Politik, Satir, dan Cinta Segitiga: Teater Gardanalla Kembali ke Salihara Lewat “Bertiga tapi Berempat”

Setelah mencuri perhatian dalam sesi Work In Progress di panggung SIPFest 2024, Teater Gardanalla kembali ke Teater Salihara, membawa sesuatu yang bukan hanya baru, tetapi juga menohok. Beberapa waktu lalu, kelompok ini mementaskan Bertiga tapi Berempat, sebuah lakon yang memadukan sejarah, humor gelap, dan politik, dalam balutan metateater yang menggelitik intelektualitas penonton.

Lakon ini bukan karya baru sepenuhnya. Ia lahir dari rahim Bertiga, sebuah naskah yang pertama kali dipentaskan pada 2009. Namun di tangan Joned Suryatmoko, penulis dan sutradara yang telah lama dikenal sebagai penggali ironi sosial-politik melalui teater, naskah itu bukan sekadar dihidupkan kembali, melainkan dijungkirbalikkan, didekonstruksi, dan dihadirkan sebagai refleksi atas cara kita mengingat, mengarang, bahkan memanipulasi sejarah.“Dalam Berempat tahun 2025 ini, naskah Bertiga yang awalnya hanya dimainkan oleh tiga karakter, kini dibawakan oleh empat aktor secara bergantian. Ini bukan hanya keputusan artistik, tapi bagian dari kerangka metateater, kita tidak hanya menonton cerita, tetapi juga bagaimana cerita itu dimainkan,” ujar Joned.

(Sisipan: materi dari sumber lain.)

PR #1203, opened 2025-02-02
WW-5501 Ignores DMI related action field

lukaszlenart:
WW-5501


core/src/main/java/org/apache/struts2/dispatcher/multipart/JakartaMultiPartRequest.java
```diff
@@ -41,6 +43,16 @@ public class JakartaMultiPartRequest extends AbstractMultiPartRequest {
 
     private static final Logger LOG = LogManager.getLogger(JakartaMultiPartRequest.class);
 
+    public JakartaMultiPartRequest() {
+        super(Boolean.FALSE.toString());
+    }
+
+    public JakartaMultiPartRequest(
```
kusalk, line 50: Do we need an `@Inject` on the constructor too - does the container definitely use this constructor?

lukaszlenart: Hm... I've got an error without the default constructor, but you are right and I will double check

lukaszlenart: @gregh3269 tested this and even proposed a fix :)

PR #1225, opened 2025-02-20
WW-5531 Enforce JRE8 compatibility (when compiled on JDK9+)

kusalk:
WW-5531
--

### DIFF
--- a/pom.xml
+++ b/pom.xml
@@ -184,6 +184,15 @@
             </build>
         </profile>
         <profile>
+            <id>jdk9plus</id>
+            <activation>
+                <jdk>[9,)</jdk>
+            </activation>
+            <properties>
+                <maven.compiler.release>8</maven.compiler.release>
+            </properties>
+        </profile>
+        <profile>
             <id>jdk17</id>
             <activation>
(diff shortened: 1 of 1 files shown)


pom.xml
```diff
@@ -183,6 +183,15 @@
                 </pluginManagement>
             </build>
         </profile>
+        <profile>
+            <id>jdk9plus</id>
+            <activation>
+                <jdk>[9,)</jdk>
+            </activation>
+            <properties>
+                <maven.compiler.release>8</maven.compiler.release>
```
lukaszlenart, line 192: Shouldn't be 1.8? And [this options](https://github.com/apache/struts/blob/fe5b1977383b05f08eaa049385b0f67eb19b8f8a/pom.xml#L108-L109) are not enough?

kusalk: `8` and `1.8` are equivalent

The options mean slightly different things, the `release` option is required to ensure bytecode compatibility
[Here](https://stackoverflow.com/a/65655542/14093292) is a good overview from StackOverflow

lukaszlenart (approved):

Metateater atau “teater dalam teater”, di sini bukan hiasan intelektual, melainkan instrumen kritis. Penonton diajak untuk melihat lapisan demi lapisan pementasan, memahami bagaimana peristiwa dibingkai, diatur, dan dihidangkan ulang dalam bentuk yang tampak jenaka, tapi sesungguhnya getir.Cerita yang disampaikan pun tidak main-main. Bertiga tapi Berempat membawa penonton 13 tahun setelah peristiwa pembakaran majalah Gatra di depan Grha Sabha Pramana, Kampus UGM Yogyakarta.

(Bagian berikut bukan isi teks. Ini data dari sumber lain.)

PR #1232, opened 2025-02-24
WW-5532 Upgrade and align various dependencies

kusalk:
WW-5532
--

Dependencies:
- Spring: `6.0.13` -> `6.2.3`
- Hibernate-Validator: `8.0.1.Final` -> `8.0.2.Final`

Adopt BOMs:
- `jakarta.platform:jakarta.jakartaee-bom`
- `org.glassfish.jaxb:jaxb-bom`
- `org.springframework:spring-framework-bom`
- `org.apache.logging.log4j:log4j-bom`
- `com.fasterxml.jackson:jackson-bom`

Test dependencies:
- ByteBuddy: `1.16.1` -> `1.17.1`
- Mockito: `5.8.0` -> `5.15.2`
- AssertJ: `3.26.3` -> `3.27.3`
- TestNG: `7.5.1` -> `7.11.0`

Remove or minimise usages of deprecated test dependencies:
- `org.springframework:spring-test:4.3.0.RELEASE` -> `com.github.h-thurow:simple-jndi`
- EasyMock
- Mockobjects

Removed usages of Java EE 8 dependencies.

### DIFF
--- a/plugins/rest/pom.xml
+++ b/plugins/rest/pom.xml
@@ -58,6 +58,7 @@
         <dependency>
             <groupId>org.apache.juneau</groupId>
             <artifactId>juneau-marshall</artifactId>
+            <version>8.1.3</version>
             <optional>true</optional>
         </dependency>
 
--- a/pom.xml
+++ b/pom.xml
@@ -106,24 +106,23 @@
         <project.build.sourceEncoding>UTF-8</project.build.sourceEncoding>
         <project.build.outputTimestamp>2025-02-17T09:41:25Z</project.build.outputTimestamp>
         <maven.compiler.release>17</maven.compiler.release>
-        <maven.compiler.source>17</maven.compiler.source>
-        <maven.compiler.target>17</maven.compiler.target>
 
         <!-- dependency versions in alphanumeric order -->
         <asm.version>9.7.1</asm.version>
-        <byte-buddy.version>1.16.1</byte-buddy.version>
+        <byte-buddy.version>1.17.1</byte-buddy.version>
         <freemarker.version>2.3.34</freemarker.version>
-        <hibernate-validator.version>8.0.1.Final</hibernate-validator.version>
+        <hibernate-validator.version>8.0.2.Final</hibernate-validator.version>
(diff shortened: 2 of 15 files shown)


plugins/rest/pom.xml
```diff
@@ -58,6 +58,7 @@
         <dependency>
             <groupId>org.apache.juneau</groupId>
             <artifactId>juneau-marshall</artifactId>
+            <version>8.1.3</version>
```
lukaszlenart, line 61: Version is already defined in the parent pom

pom.xml
```diff
@@ -900,52 +806,12 @@
...
-                <groupId>com.fasterxml.jackson.dataformat</groupId>
-                <artifactId>jackson-dataformat-xml</artifactId>
-                <version>${jackson.version}</version>
-            </dependency>
-
-            <dependency>
-                <groupId>org.apache.juneau</groupId>
-                <artifactId>juneau-marshall</artifactId>
-                <version>8.1.3</version>
-            </dependency>
```
lukaszlenart, line 922: Why did you remove this dependency from <dependencyManagement/> section?

kusalk: I moved version management for dependencies that are specific to only 1 plugin and are unlikely to ever be needed elsewhere as I thought it made the root POM slightly neater. I did the same with the Weld dependencies which are specific to the CDI plugin.

But I don't have a strong opinion here and am happy to revert these specific changes, let me know what your preference is 🙂 

It'd be good to be consistent though, so if we decide to keep them in the root POM, I'd like to version manage the other dependencies that are currently only defined in their plugins (e.g. `org.jfree:jfreechart`, `net.sf.jasperreports:jasperreports` and any others).

lukaszlenart: That's fine yet I would like to adopt the same approach as described here [WW-5376](https://issues.apache.org/jira/browse/WW-5376)

lukaszlenart (approved):

pom.xml
kusalk: I've got a follow-up PR addressing that!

Tiga orang yang terlibat, baik langsung maupun tidak, dipertemukan kembali dalam situasi absurd: mereka hendak “bercinta bertiga.” Dari situ, perlahan-lahan terkuak motif, luka, dan interpretasi yang berbeda atas masa lalu. Seperti politik itu sendiri: tak pernah utuh, tak pernah satu versi.“Lakon ini bukan tentang siapa salah, siapa benar. Ini tentang bagaimana kita menyusun narasi, bagaimana nostalgia bisa dipelintir, dan bagaimana sejarah pribadi maupun publik kerap kali digunakan demi kepentingan tertentu,” jelas Joned, dengan nada yang tenang tapi tajam.

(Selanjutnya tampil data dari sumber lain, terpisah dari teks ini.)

PR #792, opened 2026-04-21
Use Panache for formatting md and qmd

damonbayer:
What do you think of this @CDCgov/cfa-predict-stf ?


damonbayer:
Appears to not work with pre-commit.ci :(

Dalam pementasan ini, aktor tidak diminta untuk “menjadi karakter.” Mereka diminta untuk menjadi sadar atas tubuhnya, atas cerita yang mereka bawa, dan atas peristiwa yang mereka wakili. Inilah panggung yang bukan sekadar hiburan, tetapi medan dialektika.Setelah tahun-tahun politik yang panas, dari Pemilu ke Pemilu, dari debat publik hingga perang narasi di media sosial, kita butuh ruang semacam ini. Ruang yang tidak hanya menyajikan politik sebagai tontonan, tetapi juga sebagai sesuatu yang bisa kita tanggapi secara reflektif dengan tawa, dengan renungan, bahkan dengan rasa jengah.